**ASSIGNMENT**:
Return every entry in full, with no alterations.

Stored items
:::
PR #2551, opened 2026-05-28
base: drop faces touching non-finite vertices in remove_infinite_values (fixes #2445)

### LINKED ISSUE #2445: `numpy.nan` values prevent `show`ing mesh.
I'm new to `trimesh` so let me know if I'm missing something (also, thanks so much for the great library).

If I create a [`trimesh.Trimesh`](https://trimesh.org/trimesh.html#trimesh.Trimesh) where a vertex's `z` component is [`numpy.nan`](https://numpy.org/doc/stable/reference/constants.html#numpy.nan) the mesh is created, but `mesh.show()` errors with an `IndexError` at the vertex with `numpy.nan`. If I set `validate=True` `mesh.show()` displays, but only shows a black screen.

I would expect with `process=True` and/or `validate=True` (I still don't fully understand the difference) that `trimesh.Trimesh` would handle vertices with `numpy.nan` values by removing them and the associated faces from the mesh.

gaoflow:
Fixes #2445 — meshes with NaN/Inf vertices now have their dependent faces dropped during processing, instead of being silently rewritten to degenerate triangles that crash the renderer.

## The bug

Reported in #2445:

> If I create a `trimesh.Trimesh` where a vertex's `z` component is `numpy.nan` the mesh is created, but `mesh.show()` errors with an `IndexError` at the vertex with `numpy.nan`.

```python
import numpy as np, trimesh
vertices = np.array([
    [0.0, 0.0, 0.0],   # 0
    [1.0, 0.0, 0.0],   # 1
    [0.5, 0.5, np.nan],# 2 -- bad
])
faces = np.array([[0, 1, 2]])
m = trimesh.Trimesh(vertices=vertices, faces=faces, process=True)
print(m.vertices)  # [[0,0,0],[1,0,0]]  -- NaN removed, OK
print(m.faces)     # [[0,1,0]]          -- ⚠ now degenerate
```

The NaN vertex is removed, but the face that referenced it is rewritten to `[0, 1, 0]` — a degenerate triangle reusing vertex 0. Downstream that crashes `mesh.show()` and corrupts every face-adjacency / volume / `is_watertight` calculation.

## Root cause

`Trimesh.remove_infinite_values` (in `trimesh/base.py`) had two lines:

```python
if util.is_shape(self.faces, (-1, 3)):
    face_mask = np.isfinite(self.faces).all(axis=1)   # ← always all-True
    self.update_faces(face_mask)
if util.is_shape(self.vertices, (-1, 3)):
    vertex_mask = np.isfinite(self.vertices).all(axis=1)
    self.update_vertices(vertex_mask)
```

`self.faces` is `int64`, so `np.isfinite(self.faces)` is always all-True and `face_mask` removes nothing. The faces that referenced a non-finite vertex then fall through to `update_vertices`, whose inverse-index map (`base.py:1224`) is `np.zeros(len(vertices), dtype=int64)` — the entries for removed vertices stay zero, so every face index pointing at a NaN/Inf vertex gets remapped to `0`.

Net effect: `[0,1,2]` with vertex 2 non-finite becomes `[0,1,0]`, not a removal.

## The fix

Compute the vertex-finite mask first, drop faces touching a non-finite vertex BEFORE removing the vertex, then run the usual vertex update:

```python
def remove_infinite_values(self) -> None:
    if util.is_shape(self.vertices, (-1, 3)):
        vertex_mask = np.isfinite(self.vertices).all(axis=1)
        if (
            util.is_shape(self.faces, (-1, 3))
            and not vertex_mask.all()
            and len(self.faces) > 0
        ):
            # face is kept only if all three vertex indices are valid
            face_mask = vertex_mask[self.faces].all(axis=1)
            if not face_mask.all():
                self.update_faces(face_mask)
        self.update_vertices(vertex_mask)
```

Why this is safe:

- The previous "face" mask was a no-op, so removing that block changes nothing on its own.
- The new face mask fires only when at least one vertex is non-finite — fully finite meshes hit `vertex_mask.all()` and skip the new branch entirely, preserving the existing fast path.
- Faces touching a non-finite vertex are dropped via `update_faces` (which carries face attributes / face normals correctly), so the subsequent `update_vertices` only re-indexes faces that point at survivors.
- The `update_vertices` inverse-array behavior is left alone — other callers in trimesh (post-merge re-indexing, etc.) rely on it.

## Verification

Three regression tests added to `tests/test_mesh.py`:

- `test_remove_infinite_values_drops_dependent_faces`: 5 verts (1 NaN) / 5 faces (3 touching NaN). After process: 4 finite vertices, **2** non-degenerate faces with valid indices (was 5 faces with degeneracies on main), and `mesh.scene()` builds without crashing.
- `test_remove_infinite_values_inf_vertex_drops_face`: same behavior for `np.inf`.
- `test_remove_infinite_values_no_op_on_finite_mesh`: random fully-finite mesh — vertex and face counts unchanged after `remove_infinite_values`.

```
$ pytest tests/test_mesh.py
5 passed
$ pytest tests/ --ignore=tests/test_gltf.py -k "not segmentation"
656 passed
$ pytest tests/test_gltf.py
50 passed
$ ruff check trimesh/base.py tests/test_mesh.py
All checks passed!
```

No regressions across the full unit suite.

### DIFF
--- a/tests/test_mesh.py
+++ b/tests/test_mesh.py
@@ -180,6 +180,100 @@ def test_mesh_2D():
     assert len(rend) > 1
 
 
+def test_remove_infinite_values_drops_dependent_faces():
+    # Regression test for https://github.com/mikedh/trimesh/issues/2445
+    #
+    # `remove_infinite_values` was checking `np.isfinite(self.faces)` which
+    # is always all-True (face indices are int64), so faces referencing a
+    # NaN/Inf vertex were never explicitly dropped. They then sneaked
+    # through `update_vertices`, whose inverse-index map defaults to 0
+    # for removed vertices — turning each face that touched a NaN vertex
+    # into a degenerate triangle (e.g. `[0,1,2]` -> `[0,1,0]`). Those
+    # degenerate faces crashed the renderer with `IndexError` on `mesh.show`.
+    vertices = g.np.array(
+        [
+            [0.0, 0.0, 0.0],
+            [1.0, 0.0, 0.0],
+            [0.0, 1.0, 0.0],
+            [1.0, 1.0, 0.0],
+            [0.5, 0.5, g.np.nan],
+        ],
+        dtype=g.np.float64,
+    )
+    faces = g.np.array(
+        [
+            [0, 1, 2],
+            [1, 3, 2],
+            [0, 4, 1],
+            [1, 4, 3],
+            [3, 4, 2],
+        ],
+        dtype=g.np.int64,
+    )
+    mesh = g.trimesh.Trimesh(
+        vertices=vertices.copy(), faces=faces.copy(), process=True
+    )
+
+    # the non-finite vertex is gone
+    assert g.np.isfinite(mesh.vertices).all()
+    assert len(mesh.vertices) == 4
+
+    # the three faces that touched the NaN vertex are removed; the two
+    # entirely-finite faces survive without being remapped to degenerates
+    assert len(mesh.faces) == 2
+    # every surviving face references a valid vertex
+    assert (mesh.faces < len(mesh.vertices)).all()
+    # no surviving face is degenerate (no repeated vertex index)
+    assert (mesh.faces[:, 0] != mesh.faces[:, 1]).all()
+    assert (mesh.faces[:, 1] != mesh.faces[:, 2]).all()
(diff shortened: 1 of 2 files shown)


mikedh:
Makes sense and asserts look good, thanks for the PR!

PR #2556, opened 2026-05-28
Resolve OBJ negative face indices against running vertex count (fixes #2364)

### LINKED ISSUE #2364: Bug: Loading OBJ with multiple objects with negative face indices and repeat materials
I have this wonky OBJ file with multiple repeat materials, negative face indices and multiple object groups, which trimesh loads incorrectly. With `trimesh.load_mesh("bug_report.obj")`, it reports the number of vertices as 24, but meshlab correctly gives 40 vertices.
:::
**ANSWER TO THIS PROBLEM**:
PR #2551, opened 2026-05-28
base: drop faces touching non-finite vertices in remove_infinite_values (fixes #2445)

### LINKED ISSUE #2445: `numpy.nan` values prevent `show`ing mesh.
I'm new to `trimesh` so let me know if I'm missing something (also, thanks so much for the great library).

If I create a [`trimesh.Trimesh`](https://trimesh.org/trimesh.html#trimesh.Trimesh) where a vertex's `z` component is [`numpy.nan`](https://numpy.org/doc/stable/reference/constants.html#numpy.nan) the mesh is created, but `mesh.show()` errors with an `IndexError` at the vertex with `numpy.nan`. If I set `validate=True` `mesh.show()` displays, but only shows a black screen.

I would expect with `process=True` and/or `validate=True` (I still don't fully understand the difference) that `trimesh.Trimesh` would handle vertices with `numpy.nan` values by removing them and the associated faces from the mesh.

gaoflow:
Fixes #2445 — meshes with NaN/Inf vertices now have their dependent faces dropped during processing, instead of being silently rewritten to degenerate triangles that crash the renderer.

## The bug

Reported in #2445:

> If I create a `trimesh.Trimesh` where a vertex's `z` component is `numpy.nan` the mesh is created, but `mesh.show()` errors with an `IndexError` at the vertex with `numpy.nan`.

```python
import numpy as np, trimesh
vertices = np.array([
    [0.0, 0.0, 0.0],   # 0
    [1.0, 0.0, 0.0],   # 1
    [0.5, 0.5, np.nan],# 2 -- bad
])
faces = np.array([[0, 1, 2]])
m = trimesh.Trimesh(vertices=vertices, faces=faces, process=True)
print(m.vertices)  # [[0,0,0],[1,0,0]]  -- NaN removed, OK
print(m.faces)     # [[0,1,0]]          -- ⚠ now degenerate
```

The NaN vertex is removed, but the face that referenced it is rewritten to `[0, 1, 0]` — a degenerate triangle reusing vertex 0. Downstream that crashes `mesh.show()` and corrupts every face-adjacency / volume / `is_watertight` calculation.

## Root cause

`Trimesh.remove_infinite_values` (in `trimesh/base.py`) had two lines:

```python
if util.is_shape(self.faces, (-1, 3)):
    face_mask = np.isfinite(self.faces).all(axis=1)   # ← always all-True
    self.update_faces(face_mask)
if util.is_shape(self.vertices, (-1, 3)):
    vertex_mask = np.isfinite(self.vertices).all(axis=1)
    self.update_vertices(vertex_mask)
```

`self.faces` is `int64`, so `np.isfinite(self.faces)` is always all-True and `face_mask` removes nothing. The faces that referenced a non-finite vertex then fall through to `update_vertices`, whose inverse-index map (`base.py:1224`) is `np.zeros(len(vertices), dtype=int64)` — the entries for removed vertices stay zero, so every face index pointing at a NaN/Inf vertex gets remapped to `0`.

Net effect: `[0,1,2]` with vertex 2 non-finite becomes `[0,1,0]`, not a removal.

## The fix

Compute the vertex-finite mask first, drop faces touching a non-finite vertex BEFORE removing the vertex, then run the usual vertex update:

```python
def remove_infinite_values(self) -> None:
    if util.is_shape(self.vertices, (-1, 3)):
        vertex_mask = np.isfinite(self.vertices).all(axis=1)
        if (
            util.is_shape(self.faces, (-1, 3))
            and not vertex_mask.all()
            and len(self.faces) > 0
        ):
            # face is kept only if all three vertex indices are valid
            face_mask = vertex_mask[self.faces].all(axis=1)
            if not face_mask.all():
                self.update_faces(face_mask)
        self.update_vertices(vertex_mask)
```

Why this is safe:

- The previous "face" mask was a no-op, so removing that block changes nothing on its own.
- The new face mask fires only when at least one vertex is non-finite — fully finite meshes hit `vertex_mask.all()` and skip the new branch entirely, preserving the existing fast path.
- Faces touching a non-finite vertex are dropped via `update_faces` (which carries face attributes / face normals correctly), so the subsequent `update_vertices` only re-indexes faces that point at survivors.
- The `update_vertices` inverse-array behavior is left alone — other callers in trimesh (post-merge re-indexing, etc.) rely on it.

## Verification

Three regression tests added to `tests/test_mesh.py`:

- `test_remove_infinite_values_drops_dependent_faces`: 5 verts (1 NaN) / 5 faces (3 touching NaN). After process: 4 finite vertices, **2** non-degenerate faces with valid indices (was 5 faces with degeneracies on main), and `mesh.scene()` builds without crashing.
- `test_remove_infinite_values_inf_vertex_drops_face`: same behavior for `np.inf`.
- `test_remove_infinite_values_no_op_on_finite_mesh`: random fully-finite mesh — vertex and face counts unchanged after `remove_infinite_values`.

```
$ pytest tests/test_mesh.py
5 passed
$ pytest tests/ --ignore=tests/test_gltf.py -k "not segmentation"
656 passed
$ pytest tests/test_gltf.py
50 passed
$ ruff check trimesh/base.py tests/test_mesh.py
All checks passed!
```

No regressions across the full unit suite.

### DIFF
--- a/tests/test_mesh.py
+++ b/tests/test_mesh.py
@@ -180,6 +180,100 @@ def test_mesh_2D():
     assert len(rend) > 1
 
 
+def test_remove_infinite_values_drops_dependent_faces():
+    # Regression test for https://github.com/mikedh/trimesh/issues/2445
+    #
+    # `remove_infinite_values` was checking `np.isfinite(self.faces)` which
+    # is always all-True (face indices are int64), so faces referencing a
+    # NaN/Inf vertex were never explicitly dropped. They then sneaked
+    # through `update_vertices`, whose inverse-index map defaults to 0
+    # for removed vertices — turning each face that touched a NaN vertex
+    # into a degenerate triangle (e.g. `[0,1,2]` -> `[0,1,0]`). Those
+    # degenerate faces crashed the renderer with `IndexError` on `mesh.show`.
+    vertices = g.np.array(
+        [
+            [0.0, 0.0, 0.0],
+            [1.0, 0.0, 0.0],
+            [0.0, 1.0, 0.0],
+            [1.0, 1.0, 0.0],
+            [0.5, 0.5, g.np.nan],
+        ],
+        dtype=g.np.float64,
+    )
+    faces = g.np.array(
+        [
+            [0, 1, 2],
+            [1, 3, 2],
+            [0, 4, 1],
+            [1, 4, 3],
+            [3, 4, 2],
+        ],
+        dtype=g.np.int64,
+    )
+    mesh = g.trimesh.Trimesh(
+        vertices=vertices.copy(), faces=faces.copy(), process=True
+    )
+
+    # the non-finite vertex is gone
+    assert g.np.isfinite(mesh.vertices).all()
+    assert len(mesh.vertices) == 4
+
+    # the three faces that touched the NaN vertex are removed; the two
+    # entirely-finite faces survive without being remapped to degenerates
+    assert len(mesh.faces) == 2
+    # every surviving face references a valid vertex
+    assert (mesh.faces < len(mesh.vertices)).all()
+    # no surviving face is degenerate (no repeated vertex index)
+    assert (mesh.faces[:, 0] != mesh.faces[:, 1]).all()
+    assert (mesh.faces[:, 1] != mesh.faces[:, 2]).all()
(diff shortened: 1 of 2 files shown)


mikedh:
Makes sense and asserts look good, thanks for the PR!

PR #2556, opened 2026-05-28
Resolve OBJ negative face indices against running vertex count (fixes #2364)

### LINKED ISSUE #2364: Bug: Loading OBJ with multiple objects with negative face indices and repeat materials
I have this wonky OBJ file with multiple repeat materials, negative face indices and multiple object groups, which trimesh loads incorrectly. With `trimesh.load_mesh("bug_report.obj")`, it reports the number of vertices as 24, but meshlab correctly gives 40 vertices.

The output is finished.